I would like to know the set $X=J^{-1}(\mathbb{R})$, where $J$ is Klein's $J$-invariant. Since $J$ is a modular function, it suffices to know the intersection of $X$ and the fundamental domain $\{\tau\in\mathbb{H}\mid |\tau|\ge 1,|\mathrm{Re}(\tau)| \le1/2\}$.
The special values of $J$ suggest that $J(\tau)>0$ for $\tau=i y$ with $y\ge 1$, but I cannot prove that it holds generally.
The $j$-invariant is real on the fundamental domain, if and only if $\tau$ lies on the boundary (both vertical lines and the circular arc) or if $\tau$ has zero real part (lies on the imaginary axis).

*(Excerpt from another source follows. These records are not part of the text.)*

PR #1265, opened 2020-12-26
Allow `re_match*` to take either `Regex` or `&Regex`

RustyYato:
No related issue, I found a users on [URLO](https://users.rust-lang.org/t/using-lazy-static-with-regex-in-noms-re-match/53255) who had trouble using `re_match` with a `Regex` in a `lazy_static`. This forces them to use `&Regex` at most, and it would be easiest to pass in a `&Regex`. Since `Regex: !Clone` there's no easy to convert a `&Regex` to a `Regex`. Given that it's recommended to stuff a `Regex` in a `lazy_static` or `once_cell`, I think it's best to provide an API that allows passing in a reference for compatibility with this recommendation.

I've made 1 change to all of the `re_matches` functions: add a generic parameter `R: Borrow<Regex>` and make the input type `R`.

For example:
```diff
-  pub fn re_match<'a, E>(re: Regex) -> impl Fn(&'a [u8]) -> IResult<&'a [u8], &'a [u8], E>
-  where
+  pub fn re_match<'a, R, E>(re: R) -> impl Fn(&'a [u8]) -> IResult<&'a [u8], &'a [u8], E>
+  where
+    R: Borrow<Regex>,
     E: ParseError<&'a [u8]>,
   {
```

Personally, I would have preferred using `AsRef`, but given that `Regex: !AsRef<Regex>`, this wouldn't be backward compatible and would prevent some use cases where one needs to store the parser across multiple runs. So I used `Borrow` instead, which has the same intended effect, allow both `Regex` and `&Regex`.

### DIFF
--- a/src/regexp/mod.rs
+++ b/src/regexp/mod.rs
@@ -6,6 +6,7 @@ mod macros;
 pub mod str {
   use crate::error::{ErrorKind, ParseError};
   use crate::lib::regex::Regex;
+  use crate::lib::std::borrow::Borrow;
   #[cfg(feature = "alloc")]
   use crate::lib::std::vec::Vec;
   use crate::traits::{InputLength, Slice};
@@ -22,7 +23,7 @@ pub mod str {
   /// # use nom::regexp::str::re_match;
   /// # fn main() {
   /// let re = regex::Regex::new(r"^\d{4}").unwrap();
-  /// let parser = re_match::<(&str, ErrorKind)>(re);
+  /// let parser = re_match::<_, (&str, ErrorKind)>(re);
   /// assert_eq!(parser("2019"), Ok(("", "2019")));
   /// assert_eq!(parser("abc"), Err(Err::Error(("abc", ErrorKind::RegexpMatch))));
   /// assert_eq!(parser("2019-10"), Ok(("", "2019-10")));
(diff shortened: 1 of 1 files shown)


CAD97:
As written, this is still technically breaking (and not "allowed breakage" such as inference breakage), as people could have named `re_match` with a turbofish. Because [function generic arguments cannot be defaulted](https://github.com/rust-lang/rust/issues/36887), there's no way to add a generic argument to a function without it being a breaking change.

If `re_match` is primarily intended to be used without a turbofish, you could deem this to be "not breaking enough" and publish it anyway. Given the example uses a turbofish, though, I'd have a hard time buying it.

I think `Borrow` is actually the (closer to) the right trait here (over `AsRef`), though, because `re_match` is returning an `impl Fn` that owns its argument. So you could e.g. `lazy_static!` the `re_match` parser, or store it in some other reusable block, rather than calling `re_match` each time.

RustyYato:
@CAD97 yes, I tried to minimize breakage where possible. Should have been more clear about that.

SkiFire13:
> As written, this is still technically breaking (and not "allowed breakage" such as inference breakage), as people could have named re_match with a turbofish. Because function generic arguments cannot be defaulted, there's no way to add a generic argument to a function without it being a breaking change.

What about `impl Borrow<Regex>`? It should act like a generic but it's not in the generic arguments list, so it won't break turbofish usages.

RustyYato:
@SkiFire13 you can't set any generic parameters if you use the `impl Trait` syntax.

i.e.

[playground](https://play.rust-lang.org/?version=stable&mode=debug&edition=2018&gist=b47f2ff396d9b8cb4e656401e80f556f)
```rust
use regex::Regex;
use std::borrow::Borrow;

fn foo<E>(_: impl Borrow<Regex>) {}

fn test() {
    foo::<i32>;
}
```

gives the error

```rust
error[E0632]: cannot provide explicit generic arguments when `impl Trait` is used in argument position
 --> src/lib.rs:7:11
  |
7 |     foo::<i32>;
  |           ^^^ explicit generic argument not allowed

error: aborting due to previous error
```

SkiFire13:
TIL. I feel like this is something that the compiler could allow when the type inference can figure out the actual types of the `impl Trait`s

Geal:
the regex combinators will now live in https://github.com/rust-bakery/nom-regex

To prove this, note that on the vertical lines with integer and half-integer real values, the $h$-function is real, and the unit semicircle is equivalent uunder $\text{SL}_2(\Bbb Z)$ to one of these vertical lines, so $j$ is real where I said.
Also $j$ tends to $\infty$ and $-\infty$ as $\tau\to\infty$ on these vertical lines, so takes every real value, by the IVT, on the stated set. Now since the $j$-function is bijective on the "strict" fundamental region, then elsewhere the $j$-function is non-real.